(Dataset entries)
----
PR #2273, opened 2026-09-13
feat(evals): native canvas workspace and managed SDK/CLI/MCP operations

kgarg2468:
## Summary

Add native evaluations to the existing pipeline canvas and expose the same managed workflow through the Python/TypeScript SDKs, CLI, and engine MCP tool.

The UI guides a new user through examples → checks → review/run. It infers text/chat input from source connections, provides plain-language scoring presets, saves the required revision when Run evaluation is selected, and opens real results with expected/actual output and captured traces. All settings and Advanced JSON retain expert control over scorers, judge pipelines, environments, repetitions, snapshots, and release criteria. Existing imports, human review, baselines, polling, and JSON/JUnit reports remain available.

The refresh reuses the native shell, removes a duplicate canvas heading, and includes a cited competitive UX study in `apps/rocket-ui/src/evaluations/UX-RESEARCH.md`. Local shell proxies and UUID fallback allow the remote development machine to serve the actual application over its local network address.

## Integration

Requires the evaluation backend in https://github.com/rocketride-ai/rocketride-saas/pull/674. The canvas remains capability gated; ordinary OSS hosts without that backend do not advertise evaluations. The local verification instance mounts that backend with OSS API-key authentication and isolated SQLite. No cloud login credentials or production service changes are required for that verification.

This branch is based on a newer server develop baseline than the original SaaS pin (103 upstream commits). Review that integration before merging the parent PR. Related to #1578 and #1581; managed `evals` coexists with the offline `eval` work.

## Verification

- Refreshed UI: 18 contract/state/browser-bundle checks, TypeScript check, production bundle build, scoped ESLint/Prettier, and whitespace checks pass. The shared ProjectView file has existing explicit-any lint warnings.
- Real local browser → authenticated API → SQLite → engine execution: saved and reloaded an evaluation; observed a passing check, deliberately failing check, persistent baseline, incompatible-scorer comparison, and captured trace opened from the result.
- Earlier SDK/CLI verification: TypeScript 74 checks; Python 68 checks with 54 eval-only checks after the output-close regression; MCP 370 passed with 5 embedded-runtime skips. These are prior verification, not newly rerun in this UI refresh.
- Companion backend suite: 425 passed, 1 skipped, including a regression for engine shutdown exceeding five seconds.

## Remaining release work

This is a reviewable MVP, not a production-readiness claim. Human onboarding/value testing, actual SaaS identity integration, provider-backed judge/assistant validation, history pagination, aggregate storage budgets, and queue quotas remain. Node-level semantic graph differences and reviewed trace capture are incomplete. Staging trace inspection, custom code scorers, gateway policies, and model cost attribution are not shipped here. Unknown costs stay unavailable.

CI and CodeRabbit must be resolved before merge. Requested Luna-low monitoring remains blocked by Astral runtime verification; direct checks are used and no background Luna worker is claimed. No generated bundles, local database, environment files, or runtime credentials are committed.

## Summary by CodeRabbit

- **New Features**
  - Added managed evaluations for creating, editing, running, reviewing, comparing, and exporting results.
  - Added evaluation support across the web workspace, Python and TypeScript SDKs, CLI tools, and MCP integrations.
  - Added guided setup, assistant-generated proposals, human reviews, case import/export, baselines, run cancellation, trace inspection, and JSON/JUnit reports.
  - Added validation, revision tracking, capability checks, and safer report file handling.

- **Documentation**
  - Added managed evaluations guides for the SDKs, CLI, and MCP tools.


kgarg2468:
@coderabbitai full review

kgarg2468:
Checkpoint at 9cbcb993: actual SpecEditor and native shell controls were exercised in an isolated browser fixture. Reproduced Save staying disabled after changing scorer kind away from llm_judge and back; confirmed corrected behavior after the fix, while fresh judge edits still block Save. Focused 16 UI checks, TypeScript check, ESLint and Prettier pass. This is component evidence, not authenticated SaaS end-to-end proof. Latest build run 34748082840 is pending. The earlier macOS failure was a dependency host HTTP 503; GitHub rejected rerunning that job while its workflow remained active. No CI-success or production-readiness claim. Requested Luna-low monitor remains unavailable due to Astral runtime verification; no Luna worker is running.

kgarg2468:
@coderabbitai review

packages/shell/rsbuild.config.mts
```diff
@@ -122,15 +122,21 @@ export default defineConfig(({ command }) => {
...
 				// request-derived absolute URLs, so they can't be static assets here).
 				// Without this proxy, the dev server's SPA html fallback would answer
 				// them with index.html. Prod has a single origin, so no proxy needed.
 				proxy: {
+					'/apps': { target: 'http://localhost:5565' },
+					'/evals': { target: 'http://localhost:5565' },
 					'/task': { target: 'http://localhost:5565', ws: true },
 					'/auth': { target: 'http://localhost:5565' },
 					'/api': { target: 'http://localhost:5565', ws: true },
+					'/evals': { target: 'http://localhost:5565' },
```
asclearuc: **should fix — `'/evals'` is added twice to the same object literal, so this line is dead.**

The proxy map now reads:

```js
'/apps': { target: 'http://localhost:5565' },
'/evals': { target: 'http://localhost:5565' },   // line 134
'/task':  { target: 'http://localhost:5565', ws: true },
'/auth':  { target: 'http://localhost:5565' },
'/api':   { target: 'http://localhost:5565', ws: true },
'/evals': { target: 'http://localhost:5565' },   // line 138 — same key
'/mcp':   { target: 'http://localhost:5565' },
```

Both values are identical, so nothing misbehaves today. It is still worth removing, for two reasons.

First, **nothing in this repo catches it.** `packages/shell/tsconfig.json` includes `src/**/*`, `*.ts` and `*.tsx` — an `.mts` file matches none of those, so `tsc` never sees this file. And `typescript-eslint` turns the base `no-dupe-keys` rule off (TypeScript is supposed to own that check), so ESLint stays silent too. I confirmed both locally: ESLint reports only the pre-existing unused `pluginBasicSsl` import on this file, and a minimal `.mts` file with a repeated key does fail:

```
dup.mts(4,2): error TS1117: An object literal cannot have multiple properties with the same name.
```

Second, the next person to change one of the two entries will change the wrong one, and the dev server will keep the other value with no warning.

Delete this line and keep the one at 134 next to `'/apps'`, where the comment above explains both.

```suggestion
```

packages/client-python/src/rocketride/evals.py
```diff
@@ -0,0 +1,332 @@
...
+        _positive(timeout, 'wait-timeout')
+        _positive(poll_interval, 'poll-interval')
+        path = '/runs/' + _id(run_id)
+        deadline = time.monotonic() + timeout
+        while True:
+            remaining = deadline - time.monotonic()
+            if remaining <= 0:
+                raise EvalsError('Wait timed out; the durable run can be resumed with status', code='timeout')
+            result = await self._request('GET', path, timeout=remaining)
+            run = result.get('run', {})
```
asclearuc: **should fix — `{"run": null}` from the server raises `AttributeError` here instead of `EvalsError`, so the SDK's error contract leaks.**

```python
run = result.get('run', {})
if run.get('status') in ('completed', 'cancelled', 'error'):
```

`dict.get(key, default)` returns the default only when the key is **missing**. When the key is present and its value is `None`, it returns `None` — so `run` becomes `None` and `run.get('status')` raises:

```
AttributeError: 'NoneType' object has no attribute 'get'
```

The module docstring promises "the v1 response envelopes unchanged" and every other failure in this class is an `EvalsError`. A caller who writes `except EvalsError` around `await client.evals.wait(run_id)` — which is the documented way to use it — does not catch this one. In the CLI it surfaces as `Error: 'NoneType' object has no attribute 'get'`, which tells the operator nothing about the managed API.

You already have the right shape two methods up, in `compare` (line 268):

```python
if not isinstance(result.get('run'), dict) or not isinstance(result['run'].get('comparison'), dict):
```

and the TypeScript twin guards it with optional chaining (`packages/client-typescript/src/client/evals.ts:271`, `result.run?.status`), so only the Python `wait` is exposed.

```suggestion
            run = result.get('run')
            if not isinstance(run, dict):
                raise EvalsError('Managed run response is invalid', code='invalid_response')
```

`gate_exit_code` below has the same assumption (`run.get('status')` on an untyped argument), and `cli/commands/evals.py:195` calls it as `gate_exit_code(result['run'])` — an `isinstance` check here covers that path too.

No test covers it: `tests/test_evals.py` has an invalid-response case for a non-dict body, but none where `run` is present and null.

packages/client-python/src/rocketride/evals.py
```diff
@@ -0,0 +1,332 @@
...
+            except (TypeError, ValueError):
+                raise ValueError('Request body must be strict JSON') from None
+        try:
+            status, data = await asyncio.wait_for(_http_request(method, url, headers, payload, budget), budget)
+        except asyncio.TimeoutError:
+            raise EvalsError('Managed evaluation request timed out; no request was retried', code='timeout') from None
+        except Exception:
+            raise EvalsError(
+                'Managed evaluation request failed; no request was retried', code='transport_error'
+            ) from None
```
asclearuc: **should fix — every transport failure collapses into one message with no way to tell them apart.**

```python
except Exception:
    raise EvalsError(
        'Managed evaluation request failed; no request was retried', code='transport_error'
    ) from None
```

DNS not resolving, connection refused, a TLS certificate the host does not trust, a truncated body (`IncompleteRead`) and a socket reset all produce exactly that sentence. `from None` also drops the `__cause__`, so nothing survives in a traceback either. For a feature whose whole job is to reach a remote SaaS endpoint, "it failed" is the one diagnosis an operator cannot act on: *fix your DNS*, *open the port*, *install the CA* and *retry* are four different answers.

The exception **type** is safe to keep — it is a class name, not a message, so it cannot carry a URL or a credential. The TypeScript side already keeps one bit of this information (it distinguishes `timeout` from `transport_error` by reading `controller.signal.aborted`).

```suggestion
        except Exception as exc:
            raise EvalsError(
                f'Managed evaluation request failed ({type(exc).__name__}); no request was retried',
                code='transport_error',
            ) from exc
```

If you would rather not chain the cause, `from None` with the type name in the message still recovers most of the value.

apps/rocket-ui/package.json
```diff
@@ -506,6 +506,7 @@
 		"@types/react": "~18.3.31",
 		"@types/react-dom": "~18.3.7",
 		"@types/react-syntax-highlighter": "^15.5.13",
+		"esbuild": "0.28.1",
```
asclearuc: **should fix — this is the only exact `esbuild` pin in the workspace; the house norm is `^0.28.1`.**

The three other packages that declare it all float:

```
apps/vscode/package.json:654          "esbuild": "^0.28.1"
packages/chat-widget/package.json:55  "esbuild": "^0.28.1"
packages/shell/package.json:59        "esbuild": "^0.28.1"
```

Adding the dependency is right — `evaluations.test.cjs` needs it and pnpm's isolated layout does not hand it down from `@rsbuild/core`. The exact version is the part worth a second look. pnpm resolves this workspace as a whole, so the moment anything raises the others to `0.28.2`, `rocket-ui` alone stays on `0.28.1` and the store keeps two copies of a package that exists only to compile a test file. A pin is worth it when there is a reason — a CVE floor, a known-broken release, an API the code needs — and there is none stated here.

```suggestion
		"esbuild": "^0.28.1",
```

If you do want it frozen, the comment explaining why belongs next to it, and the floor belongs in one shared constraint rather than in a single package.

apps/shared/src/modules/project/ProjectView.tsx
```diff
@@ -277,43 +280,34 @@ interface SourceInfo {
...
-type DocSubView = 'development' | 'deploy';
+type DocSubView = 'development' | 'deploy' | 'evaluations';
 
 /**
  * Per-page header subtitles — "{Page} — {short descriptor}".
  */
 const DOC_SUBVIEW_SUBTITLES: Record<DocSubView, string> = {
 	development: 'Development — live monitoring and replay of your dev runs.',
 	deploy: 'Deploy — the deployed pipeline: scheduled runs, monitoring, and replay.',
+	evaluations: 'Evaluations — test changes, compare baselines, and inspect the evidence.',
```
asclearuc: **nit — this subtitle can never render.**

`DOC_SUBVIEW_SUBTITLES` is read in exactly one place, and that line excludes the mode this entry is for (line 728):

```tsx
{documentTitle && activeMode !== 'design' && activeMode !== 'evaluations' && <ContentHeader title={documentTitle} subtitle={DOC_SUBVIEW_SUBTITLES[activeMode as DocSubView]} />}
```

So the Evaluations page deliberately draws no `ContentHeader`, and this string is written but never used. Either drop the entry (and leave `DocSubView` as `'development' | 'deploy'`), or let the header render for `evaluations` — but keeping both the exclusion and the string invites the next reader to think the header is missing by accident.

packages/shell/rsbuild.config.mts
asclearuc: **should fix — `'/evals'` is added twice to the same object literal, so this line is dead.**

The proxy map now reads:

```js
'/apps': { target: 'http://localhost:5565' },
'/evals': { target: 'http://localhost:5565' },   // line 134
'/task':  { target: 'http://localhost:5565', ws: true },
'/auth':  { target: 'http://localhost:5565' },
'/api':   { target: 'http://localhost:5565', ws: true },
'/evals': { target: 'http://localhost:5565' },   // line 138 — same key
'/mcp':   { target: 'http://localhost:5565' },
```

Both values are identical, so nothing misbehaves today. It is still worth removing, for two reasons.

First, **nothing in this repo catches it.** `packages/shell/tsconfig.json` includes `src/**/*`, `*.ts` and `*.tsx` — an `.mts` file matches none of those, so `tsc` never sees this file. And `typescript-eslint` turns the base `no-dupe-keys` rule off (TypeScript is supposed to own that check), so ESLint stays silent too. I confirmed both locally: ESLint reports only the pre-existing unused `pluginBasicSsl` import on this file, and a minimal `.mts` file with a repeated key does fail:

```
dup.mts(4,2): error TS1117: An object literal cannot have multiple properties with the same name.
```

Second, the next person to change one of the two entries will change the wrong one, and the dev server will keep the other value with no warning.

Delete this line and keep the one at 134 next to `'/apps'`, where the comment above explains both.

```suggestion
```

packages/client-python/src/rocketride/evals.py
asclearuc: **should fix — `{"run": null}` from the server raises `AttributeError` here instead of `EvalsError`, so the SDK's error contract leaks.**

```python
run = result.get('run', {})
if run.get('status') in ('completed', 'cancelled', 'error'):
```

`dict.get(key, default)` returns the default only when the key is **missing**. When the key is present and its value is `None`, it returns `None` — so `run` becomes `None` and `run.get('status')` raises:

```
AttributeError: 'NoneType' object has no attribute 'get'
```

The module docstring promises "the v1 response envelopes unchanged" and every other failure in this class is an `EvalsError`. A caller who writes `except EvalsError` around `await client.evals.wait(run_id)` — which is the documented way to use it — does not catch this one. In the CLI it surfaces as `Error: 'NoneType' object has no attribute 'get'`, which tells the operator nothing about the managed API.

You already have the right shape two methods up, in `compare` (line 268):

```python
if not isinstance(result.get('run'), dict) or not isinstance(result['run'].get('comparison'), dict):
```

and the TypeScript twin guards it with optional chaining (`packages/client-typescript/src/client/evals.ts:271`, `result.run?.status`), so only the Python `wait` is exposed.

```suggestion
            run = result.get('run')
            if not isinstance(run, dict):
                raise EvalsError('Managed run response is invalid', code='invalid_response')
```

`gate_exit_code` below has the same assumption (`run.get('status')` on an untyped argument), and `cli/commands/evals.py:195` calls it as `gate_exit_code(result['run'])` — an `isinstance` check here covers that path too.

No test covers it: `tests/test_evals.py` has an invalid-response case for a non-dict body, but none where `run` is present and null.

packages/client-python/src/rocketride/evals.py
asclearuc: **should fix — every transport failure collapses into one message with no way to tell them apart.**

```python
except Exception:
    raise EvalsError(
        'Managed evaluation request failed; no request was retried', code='transport_error'
    ) from None
```

DNS not resolving, connection refused, a TLS certificate the host does not trust, a truncated body (`IncompleteRead`) and a socket reset all produce exactly that sentence. `from None` also drops the `__cause__`, so nothing survives in a traceback either. For a feature whose whole job is to reach a remote SaaS endpoint, "it failed" is the one diagnosis an operator cannot act on: *fix your DNS*, *open the port*, *install the CA* and *retry* are four different answers.

The exception **type** is safe to keep — it is a class name, not a message, so it cannot carry a URL or a credential. The TypeScript side already keeps one bit of this information (it distinguishes `timeout` from `transport_error` by reading `controller.signal.aborted`).

```suggestion
        except Exception as exc:
            raise EvalsError(
                f'Managed evaluation request failed ({type(exc).__name__}); no request was retried',
                code='transport_error',
            ) from exc
```

If you would rather not chain the cause, `from None` with the type name in the message still recovers most of the value.

apps/rocket-ui/package.json
asclearuc: **should fix — this is the only exact `esbuild` pin in the workspace; the house norm is `^0.28.1`.**

The three other packages that declare it all float:

```
apps/vscode/package.json:654          "esbuild": "^0.28.1"
packages/chat-widget/package.json:55  "esbuild": "^0.28.1"
packages/shell/package.json:59        "esbuild": "^0.28.1"
```

Adding the dependency is right — `evaluations.test.cjs` needs it and pnpm's isolated layout does not hand it down from `@rsbuild/core`. The exact version is the part worth a second look. pnpm resolves this workspace as a whole, so the moment anything raises the others to `0.28.2`, `rocket-ui` alone stays on `0.28.1` and the store keeps two copies of a package that exists only to compile a test file. A pin is worth it when there is a reason — a CVE floor, a known-broken release, an API the code needs — and there is none stated here.

```suggestion
		"esbuild": "^0.28.1",
```

If you do want it frozen, the comment explaining why belongs next to it, and the floor belongs in one shared constraint rather than in a single package.

apps/shared/src/modules/project/ProjectView.tsx
asclearuc: **nit — this subtitle can never render.**

`DOC_SUBVIEW_SUBTITLES` is read in exactly one place, and that line excludes the mode this entry is for (line 728):

```tsx
{documentTitle && activeMode !== 'design' && activeMode !== 'evaluations' && <ContentHeader title={documentTitle} subtitle={DOC_SUBVIEW_SUBTITLES[activeMode as DocSubView]} />}
```

So the Evaluations page deliberately draws no `ContentHeader`, and this string is written but never used. Either drop the entry (and leave `DocSubView` as `'development' | 'deploy'`), or let the header render for `evaluations` — but keeping both the exclusion and the string invites the next reader to think the header is missing by accident.

packages/client-python/src/rocketride/evals.py
asclearuc: **should fix — `{"run": null}` from the server raises `AttributeError` here instead of `EvalsError`, so the SDK's error contract leaks.**

```python
run = result.get('run', {})
if run.get('status') in ('completed', 'cancelled', 'error'):
```

`dict.get(key, default)` returns the default only when the key is **missing**. When the key is present and its value is `None`, it returns `None` — so `run` becomes `None` and `run.get('status')` raises:

```
AttributeError: 'NoneType' object has no attribute 'get'
```

The module docstring promises "the v1 response envelopes unchanged" and every other failure in this class is an `EvalsError`. A caller who writes `except EvalsError` around `await client.evals.wait(run_id)` — which is the documented way to use it — does not catch this one. In the CLI it surfaces as `Error: 'NoneType' object has no attribute 'get'`, which tells the operator nothing about the managed API.

You already have the right shape two methods up, in `compare` (line 268):

```python
if not isinstance(result.get('run'), dict) or not isinstance(result['run'].get('comparison'), dict):
```

and the TypeScript twin guards it with optional chaining (`packages/client-typescript/src/client/evals.ts:271`, `result.run?.status`), so only the Python `wait` is exposed.

```suggestion
            run = result.get('run')
            if not isinstance(run, dict):
                raise EvalsError('Managed run response is invalid', code='invalid_response')
```

`gate_exit_code` below has the same assumption (`run.get('status')` on an untyped argument), and `cli/commands/evals.py:195` calls it as `gate_exit_code(result['run'])` — an `isinstance` check here covers that path too.

No test covers it: `tests/test_evals.py` has an invalid-response case for a non-dict body, but none where `run` is present and null.

packages/ai/src/ai/modules/mcp/tools/evaluations.py
```diff
@@ -0,0 +1,251 @@
...
+    'get': ('GET', '/evaluations/{evaluationId}', ('evaluationId',), ()),
+    'create': ('POST', '/evaluations', ('spec',), ()),
+    'revise': ('POST', '/evaluations/{evaluationId}/revisions', ('evaluationId', 'spec', 'expectedRevision'), ()),
+    'run': (
+        'POST',
+        '/evaluations/{evaluationId}/runs',
+        ('evaluationId', 'revision', 'idempotencyKey'),
+        ('baselineRunId',),
+    ),
+    'runs': ('GET', '/runs', ('evaluationId',), ()),
```
asclearuc: **should fix — `runs` makes `evaluationId` required, so an agent cannot do the one thing every other surface allows: list all runs.**

```python
'runs': ('GET', '/runs', ('evaluationId',), ()),
```

The third tuple slot is `required`, the fourth is `optional`. So `{"operation": "runs"}` is rejected by `_request_args` on line 50 with `Required arguments: evaluationId`, and the generated schema's `allOf` on line 246 tells the model the same thing.

Every other surface in this PR treats it as an optional filter:

- `packages/client-python/src/rocketride/evals.py:246` — `async def runs(self, *, evaluation_id: Optional[str] = None)`
- `packages/client-typescript/src/client/evals.ts:226` — `runs(evaluationId?: string)`
- `packages/client-python/src/rocketride/cli/commands/evals.py:40` — `command('runs', ...).add_argument('--evaluation-id')`, no `required=True`
- `packages/client-python/docs/evaluations.md:58` — "`runs(evaluation_id=None)` | Run list; **optional** keyword filter"
- the `doc.md` this PR adds calls `runs` a read operation with no mention of a mandatory argument

Compare the neighbouring `list` entry on line 20, which puts its own filter in the optional slot — that is the shape this one wants:

```suggestion
    'runs': ('GET', '/runs', (), ('evaluationId',)),
```

The body builder on line 73 already routes `evaluationId` into `params` for this path (there is no `{evaluationId}` placeholder in `/runs`), so no other change is needed.

No test catches it — `packages/ai/tests/ai/modules/mcp/test_evaluations.py` never calls `{'operation': 'runs'}`. Worth adding both cases: `runs` with no argument reaching `/evals/v1/runs`, and `runs` with `evaluationId` reaching it as a query parameter.

packages/client-python/src/rocketride/evals.py
```diff
@@ -0,0 +1,332 @@
...
+            headers['Content-Type'] = 'application/json'
+            try:
+                payload = json.dumps(body, allow_nan=False).encode('utf-8')
+            except (TypeError, ValueError):
+                raise ValueError('Request body must be strict JSON') from None
+        try:
+            status, data = await asyncio.wait_for(_http_request(method, url, headers, payload, budget), budget)
+        except asyncio.TimeoutError:
+            raise EvalsError('Managed evaluation request timed out; no request was retried', code='timeout') from None
+        except Exception:
```
asclearuc: **should fix — every transport failure collapses into one message with no way to tell them apart.**

```python
except Exception:
    raise EvalsError(
        'Managed evaluation request failed; no request was retried', code='transport_error'
    ) from None
```

DNS not resolving, connection refused, a TLS certificate the host does not trust, a truncated body (`IncompleteRead`) and a socket reset all produce exactly that sentence. `from None` also drops the `__cause__`, so nothing survives in a traceback either. For a feature whose whole job is to reach a remote SaaS endpoint, "it failed" is the one diagnosis an operator cannot act on: *fix your DNS*, *open the port*, *install the CA* and *retry* are four different answers.

The exception **type** is safe to keep — it is a class name, not a message, so it cannot carry a URL or a credential. The TypeScript side already keeps one bit of this information (it distinguishes `timeout` from `transport_error` by reading `controller.signal.aborted`).

```suggestion
        except Exception as exc:
            raise EvalsError(
                f'Managed evaluation request failed ({type(exc).__name__}); no request was retried',
                code='transport_error',
            ) from exc
```

If you would rather not chain the cause, `from None` with the type name in the message still recovers most of the value.

apps/rocket-ui/package.json
asclearuc: **should fix — this is the only exact `esbuild` pin in the workspace; the house norm is `^0.28.1`.**

The three other packages that declare it all float:

```
apps/vscode/package.json:654          "esbuild": "^0.28.1"
packages/chat-widget/package.json:55  "esbuild": "^0.28.1"
packages/shell/package.json:59        "esbuild": "^0.28.1"
```

Adding the dependency is right — `evaluations.test.cjs` needs it and pnpm's isolated layout does not hand it down from `@rsbuild/core`. The exact version is the part worth a second look. pnpm resolves this workspace as a whole, so the moment anything raises the others to `0.28.2`, `rocket-ui` alone stays on `0.28.1` and the store keeps two copies of a package that exists only to compile a test file. A pin is worth it when there is a reason — a CVE floor, a known-broken release, an API the code needs — and there is none stated here.

```suggestion
		"esbuild": "^0.28.1",
```

If you do want it frozen, the comment explaining why belongs next to it, and the floor belongs in one shared constraint rather than in a single package.

apps/shared/src/modules/project/ProjectView.tsx
asclearuc: **nit — this subtitle can never render.**

`DOC_SUBVIEW_SUBTITLES` is read in exactly one place, and that line excludes the mode this entry is for (line 728):

```tsx
{documentTitle && activeMode !== 'design' && activeMode !== 'evaluations' && <ContentHeader title={documentTitle} subtitle={DOC_SUBVIEW_SUBTITLES[activeMode as DocSubView]} />}
```

So the Evaluations page deliberately draws no `ContentHeader`, and this string is written but never used. Either drop the entry (and leave `DocSubView` as `'development' | 'deploy'`), or let the header render for `evaluations` — but keeping both the exclusion and the string invites the next reader to think the header is missing by accident.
----
== What to do ==
The lines holding the word "filter" are the answer. Find them in the entries and copy them.

== Exercise output ==
Every other surface in this PR treats it as an optional filter:
- `packages/client-python/docs/evaluations.md:58` — "`runs(evaluation_id=None)` | Run list; **optional** keyword filter"
Compare the neighbouring `list` entry on line 20, which puts its own filter in the optional slot — that is the shape this one wants:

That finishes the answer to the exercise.